_What to produce:_ For the word "functions", count the lines of the listing that contain it and give only the count.

_Excerpted data:_
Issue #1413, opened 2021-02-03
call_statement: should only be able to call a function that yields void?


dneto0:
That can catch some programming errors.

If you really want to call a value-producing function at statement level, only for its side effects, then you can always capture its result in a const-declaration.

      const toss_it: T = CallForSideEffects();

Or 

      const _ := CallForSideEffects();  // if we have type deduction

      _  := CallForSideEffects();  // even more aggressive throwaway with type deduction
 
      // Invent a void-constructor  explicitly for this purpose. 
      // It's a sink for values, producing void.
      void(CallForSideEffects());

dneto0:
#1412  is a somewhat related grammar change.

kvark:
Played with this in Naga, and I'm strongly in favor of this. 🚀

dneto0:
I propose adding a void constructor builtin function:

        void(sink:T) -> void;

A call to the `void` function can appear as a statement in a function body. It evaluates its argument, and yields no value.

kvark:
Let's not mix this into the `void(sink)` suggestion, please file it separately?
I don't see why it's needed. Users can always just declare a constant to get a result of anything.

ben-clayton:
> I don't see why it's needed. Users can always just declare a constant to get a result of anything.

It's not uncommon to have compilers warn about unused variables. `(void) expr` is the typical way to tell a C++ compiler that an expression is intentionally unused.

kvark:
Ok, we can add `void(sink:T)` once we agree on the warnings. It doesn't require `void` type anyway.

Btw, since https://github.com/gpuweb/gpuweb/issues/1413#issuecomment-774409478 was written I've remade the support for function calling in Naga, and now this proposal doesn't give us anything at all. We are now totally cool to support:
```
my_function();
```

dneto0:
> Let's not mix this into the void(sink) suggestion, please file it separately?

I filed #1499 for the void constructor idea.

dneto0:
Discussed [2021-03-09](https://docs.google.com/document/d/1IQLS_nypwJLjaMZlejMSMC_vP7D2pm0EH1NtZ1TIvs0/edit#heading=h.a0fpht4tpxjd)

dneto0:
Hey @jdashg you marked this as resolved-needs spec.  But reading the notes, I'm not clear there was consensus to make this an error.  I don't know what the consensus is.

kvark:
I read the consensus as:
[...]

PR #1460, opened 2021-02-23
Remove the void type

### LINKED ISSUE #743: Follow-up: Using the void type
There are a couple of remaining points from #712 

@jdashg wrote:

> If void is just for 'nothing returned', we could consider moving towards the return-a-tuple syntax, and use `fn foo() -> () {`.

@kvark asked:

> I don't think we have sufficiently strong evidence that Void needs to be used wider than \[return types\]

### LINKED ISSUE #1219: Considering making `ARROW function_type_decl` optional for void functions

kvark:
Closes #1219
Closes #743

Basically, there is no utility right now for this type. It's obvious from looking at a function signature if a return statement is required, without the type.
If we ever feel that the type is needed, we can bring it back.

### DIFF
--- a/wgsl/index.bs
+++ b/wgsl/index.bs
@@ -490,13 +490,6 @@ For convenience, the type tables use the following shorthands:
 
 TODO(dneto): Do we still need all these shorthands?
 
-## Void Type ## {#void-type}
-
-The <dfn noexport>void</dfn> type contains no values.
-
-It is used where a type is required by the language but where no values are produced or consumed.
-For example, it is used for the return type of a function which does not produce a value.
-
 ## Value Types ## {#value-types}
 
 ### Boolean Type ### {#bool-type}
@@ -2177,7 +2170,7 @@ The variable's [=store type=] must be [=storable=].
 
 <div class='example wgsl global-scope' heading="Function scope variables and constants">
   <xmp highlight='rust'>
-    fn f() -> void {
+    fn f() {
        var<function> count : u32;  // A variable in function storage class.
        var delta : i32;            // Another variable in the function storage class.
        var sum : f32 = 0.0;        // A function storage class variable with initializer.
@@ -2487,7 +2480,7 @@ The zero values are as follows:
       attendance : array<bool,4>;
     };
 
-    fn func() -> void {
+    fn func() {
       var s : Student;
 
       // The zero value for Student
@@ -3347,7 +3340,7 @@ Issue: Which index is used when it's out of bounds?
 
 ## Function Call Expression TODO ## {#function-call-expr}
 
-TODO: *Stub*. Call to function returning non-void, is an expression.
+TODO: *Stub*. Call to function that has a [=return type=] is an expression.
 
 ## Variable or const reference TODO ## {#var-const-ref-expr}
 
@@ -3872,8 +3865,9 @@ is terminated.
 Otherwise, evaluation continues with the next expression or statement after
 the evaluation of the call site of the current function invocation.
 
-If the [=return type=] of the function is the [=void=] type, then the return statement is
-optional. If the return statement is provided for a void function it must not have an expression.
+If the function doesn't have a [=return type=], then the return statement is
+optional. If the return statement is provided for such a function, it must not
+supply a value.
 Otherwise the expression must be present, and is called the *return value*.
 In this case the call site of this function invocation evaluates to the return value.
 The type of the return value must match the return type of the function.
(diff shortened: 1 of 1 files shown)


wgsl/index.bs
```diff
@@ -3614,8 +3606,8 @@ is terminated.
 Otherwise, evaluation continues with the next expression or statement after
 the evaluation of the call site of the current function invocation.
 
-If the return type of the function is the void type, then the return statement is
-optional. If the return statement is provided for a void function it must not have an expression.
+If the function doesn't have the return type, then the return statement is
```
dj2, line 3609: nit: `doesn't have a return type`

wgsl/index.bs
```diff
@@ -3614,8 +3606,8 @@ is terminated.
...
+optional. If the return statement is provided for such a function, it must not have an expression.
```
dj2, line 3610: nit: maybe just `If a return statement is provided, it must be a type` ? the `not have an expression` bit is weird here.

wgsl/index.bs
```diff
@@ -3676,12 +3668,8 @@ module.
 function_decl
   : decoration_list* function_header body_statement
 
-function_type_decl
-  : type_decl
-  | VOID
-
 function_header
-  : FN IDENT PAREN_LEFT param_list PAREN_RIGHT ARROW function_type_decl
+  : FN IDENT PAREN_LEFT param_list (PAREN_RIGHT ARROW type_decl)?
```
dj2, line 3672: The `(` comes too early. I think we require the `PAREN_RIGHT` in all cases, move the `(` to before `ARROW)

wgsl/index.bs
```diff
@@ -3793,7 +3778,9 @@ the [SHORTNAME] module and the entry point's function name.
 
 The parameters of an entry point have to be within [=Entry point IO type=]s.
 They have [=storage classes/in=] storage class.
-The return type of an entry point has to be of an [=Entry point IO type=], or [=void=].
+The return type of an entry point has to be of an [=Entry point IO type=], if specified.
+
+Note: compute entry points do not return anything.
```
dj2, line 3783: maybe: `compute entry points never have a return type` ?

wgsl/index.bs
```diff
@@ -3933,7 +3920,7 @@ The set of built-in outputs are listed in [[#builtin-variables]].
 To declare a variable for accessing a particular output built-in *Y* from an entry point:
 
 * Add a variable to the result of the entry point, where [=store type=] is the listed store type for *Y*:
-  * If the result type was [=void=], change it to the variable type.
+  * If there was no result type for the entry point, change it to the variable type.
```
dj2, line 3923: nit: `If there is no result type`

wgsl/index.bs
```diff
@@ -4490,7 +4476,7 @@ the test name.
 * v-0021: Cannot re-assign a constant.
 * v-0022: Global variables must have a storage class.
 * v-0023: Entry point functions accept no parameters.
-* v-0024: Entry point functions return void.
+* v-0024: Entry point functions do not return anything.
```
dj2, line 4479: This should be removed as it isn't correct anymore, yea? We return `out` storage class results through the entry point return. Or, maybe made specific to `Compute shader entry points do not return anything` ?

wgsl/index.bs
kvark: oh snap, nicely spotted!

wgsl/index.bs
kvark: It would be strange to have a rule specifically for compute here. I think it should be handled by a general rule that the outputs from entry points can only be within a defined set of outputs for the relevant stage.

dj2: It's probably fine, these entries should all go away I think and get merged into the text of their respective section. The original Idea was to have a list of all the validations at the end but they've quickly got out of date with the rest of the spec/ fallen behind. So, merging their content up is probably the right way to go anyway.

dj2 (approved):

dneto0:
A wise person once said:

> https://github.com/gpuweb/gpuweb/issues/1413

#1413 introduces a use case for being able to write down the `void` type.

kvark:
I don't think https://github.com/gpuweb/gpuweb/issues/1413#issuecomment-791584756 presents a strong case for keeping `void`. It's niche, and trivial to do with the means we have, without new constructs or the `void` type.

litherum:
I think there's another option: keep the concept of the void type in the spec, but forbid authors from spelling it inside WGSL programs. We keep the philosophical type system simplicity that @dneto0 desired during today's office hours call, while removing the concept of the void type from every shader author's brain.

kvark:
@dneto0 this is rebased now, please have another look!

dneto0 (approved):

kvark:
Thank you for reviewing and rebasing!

_Solution for this task:_ 4